Infrastructure & Data Storage

This page provides detailed technical information about VivaEdu's infrastructure, data storage architecture, and security measures. Designed for institutional IT teams, security officers, and data protection officers.

Summary: All VivaEdu infrastructure is hosted in the AWS UK region (eu-west-2, London) with transcription processing via Microsoft Azure UK South. No third-country data transfers occur. All storage is encrypted at rest and in transit.

Hosting Infrastructure

AWS UK (eu-west-2, London)

VivaEdu is deployed per institution. Each institution is deployed as a dedicated environment (database, cache, storage), with PostgreSQL and Redis hosted in the institutional deployment, and a dedicated bucket for object storage (audio/video/PDFs/exports).

ServiceResourcePurpose
Application HostingAWS Lightsail (Node.js)Web application + background workers
DatabasePostgreSQL (on the Lightsail instance)User data, assignments, sessions, grades
Object StorageAWS S3Audio, video, essays, exports
Cache & QueueRedis (on the Lightsail instance)Job queue, session state
TLS CertificatesTLS certificate on the deploymentHTTPS encryption with auto-renewal

Microsoft Azure UK South

Audio transcription is processed exclusively via Microsoft Azure Speech Services in the UK South region:

  • Speech-to-Text: Audio recordings transcribed to text in real-time
  • Translation: Multilingual viva responses translated back to instructor's language
  • Processing Location: All processing occurs within UK region, no data leaves the UK
  • Compliance: Microsoft Azure UK South is GDPR-compliant with UK data residency guarantees

Microsoft Azure OpenAI UK South (Optional)

If enabled by an institution, VivaEdu can use Azure OpenAI (UK South) for branch follow-up routing.
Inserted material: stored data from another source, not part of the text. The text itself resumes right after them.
Issue #323, opened 2017-12-12
Switching locale of ML repeater doesn't load values of the target locale


Fl0Cri:
I have a page (from Rainlab Static Pages plugin) using a layout that defines a repeater.
I have set some values in the repeater for both languages I am using: EN (default) and FR.
The problem occurs when I try to switch the repeater from the default locale to any other locale.

#### Expected behaviour
When switching to an other locale (here from EN to FR), the fields inside the repeater should be filled with the values from the FR page:
![ml_repeater-working](https://user-images.githubusercontent.com/16371551/33882250-c74b7a86-df37-11e7-93a6-7bc3fd66eab7.png)

#### Actual behaviour
When switching to an other locale, the locale is switched, but the values inside the repeater are the one from the same as the previous locale:
![ml_repeater-not-working](https://user-images.githubusercontent.com/16371551/33882748-7871e7b8-df39-11e7-8150-34448f40a532.png)
But actually, if I look directly inside the static page file, the FR page has the correct values (`Repeater FR ...`, etc.).
If I hit save the save button in the backend when in this situation, all the values of the repeater in the FR page are overwritten by the EN values (what is displyed on the screen).

#### Reproduce steps
1. On a site, install:
    - static pages plugin
    - the translate plugin
1. In the languages settings, create a second language (for example FR)
1. Create a CMS layout that defines a repeater for static pages:
```HTML
description = "test layout"

[staticPage]
useContent = 1
default = 0
==
<!DOCTYPE html>
{repeater name="pageblocks"}
    {variable name="text" type="text" label="Content"}{/variable}
{/repeater}
<html>
    <head></head>
    <body>
            {% for item in pageblocks %}
            	<div>{{ item.text }}</div>
            {% endfor %}
        </div>
    </body>
</html>
```
4. Create a static page that uses this layout and fill some data inside the repeater for both languages.
4. Save the static page and refresh the browser page.
4. Open the static page again and try to switch the language of the repeater.
4. Now you can notice that:
    - The language indicator of the repeater is correctly displaying the wanted language
    - But the values displayed are the one from the default language
    - If you look at the values of the static page using a text editor, you can see that the values are still correct.
    - If you save the static page from the backend (after having tried to switch locale), and reopen the translated static page file with your text editor, you will see that the values have been replaced by the values of the default locale.

#### October build
430

#### A possible solution
[...]

Issue #290, opened 2017-08-12
MLRepeater not working with groups


munxar:
Expected behavior

Add a group type X in language A and a group type Y in language B. If I switch from language A to B and back to A, the group type should be X.

Actual behavior

If the language is switched from B to A the group type is Y instead of X.
Check Video: [http://youtu.be/a633InT4pwo?hd=1](http://youtu.be/a633InT4pwo?hd=1)
(ignore audio...)

Reproduce steps

1. DB table with text columns id (PK),  content (text) 
2. Model from the table, make 'content' jsonable
3. Define columns.yaml (not important), 
4. Define fields.yaml like this:
```yaml
fields:    
    content:
        label: Content
        oc.commentPosition: ''
        prompt: 'Add new item'
        span: full
        type: repeater
        groups:
          textarea:
            name: Textarea
            description: Textarea
            icon: icon-leaf
            fields:
              textarea_content:
                label: Content
                type: richeditor
          text:
            name: Text
            description: Text
            icon: icon-leaf
            fields:
              text_content:
                label: Content
```
5. Make controller and backend menu
6. Create two languages (e.g. en (default), de)
7. Place a text in language en and set some value, place a textarea in language de and set some value -> save
8. Refresh form, switch from language en to de (group type in de is correct -> textarea), switch back to en (group type is wrong -> textarea instead of text)

October build

(419, 420)

Note: If alle languages have the same order and types of groups, everything is working as expected.

munxar:
I investigated this issue and found out that in file modules/backend/formwidgets/Repeater.php the function
`
/**
     * Returns a field group code from its index.
     * @param $index int
     * @return string
     */
    public function getGroupCodeFromIndex($index)
    {
        return array_get($this->indexMeta, $index.'.groupCode');
    }
`
always returns the group code of the default locale.

LukeTowers:
@munxar are you able to come up with a solution to fix it and provide a PR?

massimomegistus:
Hi guys,
i've made some tests in static pages with a group repeater and i've just noticed that removing the $this->getGroupCodeFromIndex call in processSaveValue, the group translation seems to work correctly, even if all languages don't have the same order and types of groups.

I have redefined processSaveValue in rainlab/translate/formwidgets/MLRepeater.php

protected function processSaveValue($value)
    {
        if (!is_array($value) || !$value) {
            return $value;
        }

        **// if ($this->useGroups) {
        //     foreach ($value as $index => &$data) {
[...]

PR #324, opened 2017-12-16
fix MLRepeater bug when switching locales

munxar:


Fl0Cri:
This fix works well when used from static pages plugin.

To test more complex repeaters, we need to use define them in a yaml file. So I did some tests using the [test plugin](https://github.com/daftspunk/oc-test-plugin). The **Countries** section have some repeaters, but these are not translatable out of box. To reproduce my tests, you will need to add the following class properties in [/plugins/october/test/models/Country.php](https://github.com/daftspunk/oc-test-plugin/blob/master/models/Country.php#L11):
```PHP
public $implement = ['@RainLab.Translate.Behaviors.TranslatableModel'];
public $translatable = ['locations', 'states', 'content'];
```

Note that I didn't test everything without the fix to compare results. I only tested when it made sense to me. In any case the "without fix" behaviour is to load the values from the default lang in place of the translated ones as described in #323.

The following schema is repeated to test each repeater type:
1. Create a fresh country and save it
1. From default locale, insert some values
1. Switch to a secondary locale
1. Insert some values
1. Save, switch back to the default locale and check the loaded values
1. Reload the page and check the values
1. Switch to the secondary locale and check the values
1. Switch bacl to the default locale and check the values

### Classic repeaters
> Found in the "Related" tab of a "Country" item, it looks like what we can do using the static pages plugin. Note that the repeater contains 2 dropdowns, with a specificity being that the second one depends on the first one.
1. Create Country - *ok*
1. Insert values - *ok* (changing the value of the first dropdown correctly affect the available options in the second one)
1. Switch locale - *ok* (repeater is cleared)
1. Insert values - *ok*
1. Save and switch locale - *ok* (values from the default locale are displayed)
1. Reload - *ok* (values from the default locale are displayed)
1. Switch locale - *ok*
1. Switch locale back to default - *ok*

In this classic use case, everything works fine. 

### Nested repeaters
> Found in the "States" tab of a "Country" item. Basically it's a repeater with each node having a text field and a repeater (sub repeater nodes having only a text field).

For this test I try to insert the following values:
```
Test [lang]
    |---- SubTest [lang]

Test2 [lang]
```

1. Create Country - *ok*
1. Insert values - *ok*
1. Switch locale - *ok*
1. Insert values - *ok*
1. Save & switch locale - *ok*
1. Reload - *ok*
1. Switch locale - **problem:** now inside `Test2 FR`, there is an empty text field that's not supposed to be here.
1. Switch locale back to default - **the empty text field is also here now**

Note: I tested the 2 last points without the fix, and the problem of an emty sub field being created is also present.
So this bug was **not** introduced by this fix. I will open an other issue, but I won't have time to investigate on it for now.

### Grouped repeaters
> Found in the "Content" tab of a "Country" item

For this test I try to insert a text content and an image (with different values and order for different languages)

1. Create Country - *ok*
1. Insert values - *ok*
1. Switch locale - *ok*
1. Insert values - *ok*
1. Save & switch locale - *ok*
1. Reload - *ok*
1. Switch locale - *ok*
1. Switch locale back to default - **problem:** the english version is empty

Note: I found after testing that it's exactly the problem pointed out by @munxar in https://github.com/rainlab/translate-plugin/issues/290: it is because in my test i had the textarea first and the image after in EN version, and the image first and textarea after in FR. If I use the same order in both language, the test is ok.

munxar:
@Fl0Cri Yes, exactly. To fix the repeaters with groups or repeater in repeater, which is basically the same, we need another fix. But this PR at least makes the repeater work again for average cases.
Btw. Thank you very much for the detailed testing!

jan-vince:
Hi, for me this fix works for Static pages and plugin form fields standard repeaters.

Would be great if this can be merged :)

LukeTowers:
@Fl0Cri @munxar @jan-vince final verdict is that this fix works and doesn't break anything else?

jan-vince:
@LukeTowers I have been testing this with and without Translate plugin and everything looks OK.

Without this fix I cannot use repeater with more than one language.

*All other translatable form fields (like text, richeditor) works form me as before.*

Proof of this working:

october-fix-mlrepeater

Fl0Cri:
@LukeTowers I think it's safe to merge. Even if it breaks something that we didn't see, it will only impact this isolated part of the code (the onSwitchItemLocale ajax handler), and this feature actually doen't work at all ;-)

LukeTowers:
Perfect, thanks for all the work on this @Fl0Cri @munxar @jan-vince!

PR #329, opened 2018-01-10
Fix config reference

acasar:
Fixes config reference as discussed here: https://github.com/rainlab/translate-plugin/pull/318

cc @LukeTowers @vannut


vannut:
Super @acasar 
Would you mind adding a new version in `updates/version.yaml` so that the update is propagated to already deployed plugins?

LukeTowers:
@acasar if you could add a new entry to version.yaml and check the rest of the plugin for any other broken config references I'll merge this

acasar:
@LukeTowers @vannut Thanks for feedback. I updated the version and also check all other config references, but this one was the only one without a prefix.

PR #332, opened 2018-01-15
Fix repeater content not updated on switch locale

trnikon:
On the back end when switching locale to a repeater with a rich editor the field contents would not be updated and the default language contents (en) would be shown.


trnikon:
Was already fixed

This takes a student's transcript and selects the appropriate teacher-authored follow-up question from a pre-defined set.

  • Purpose: Branch routing (selecting a follow-up question)
  • Input: Student transcript + teacher routing hints + candidate follow-up questions
  • Output: A chosen follow-up question from the teacher-defined candidate set
  • Processing Location: UK South region

OpenAI Text-to-Speech (Question Reading Only)

VivaEdu uses OpenAI Text-to-Speech to read out teacher-authored question text. Student audio/video submissions and student transcripts are not sent to OpenAI.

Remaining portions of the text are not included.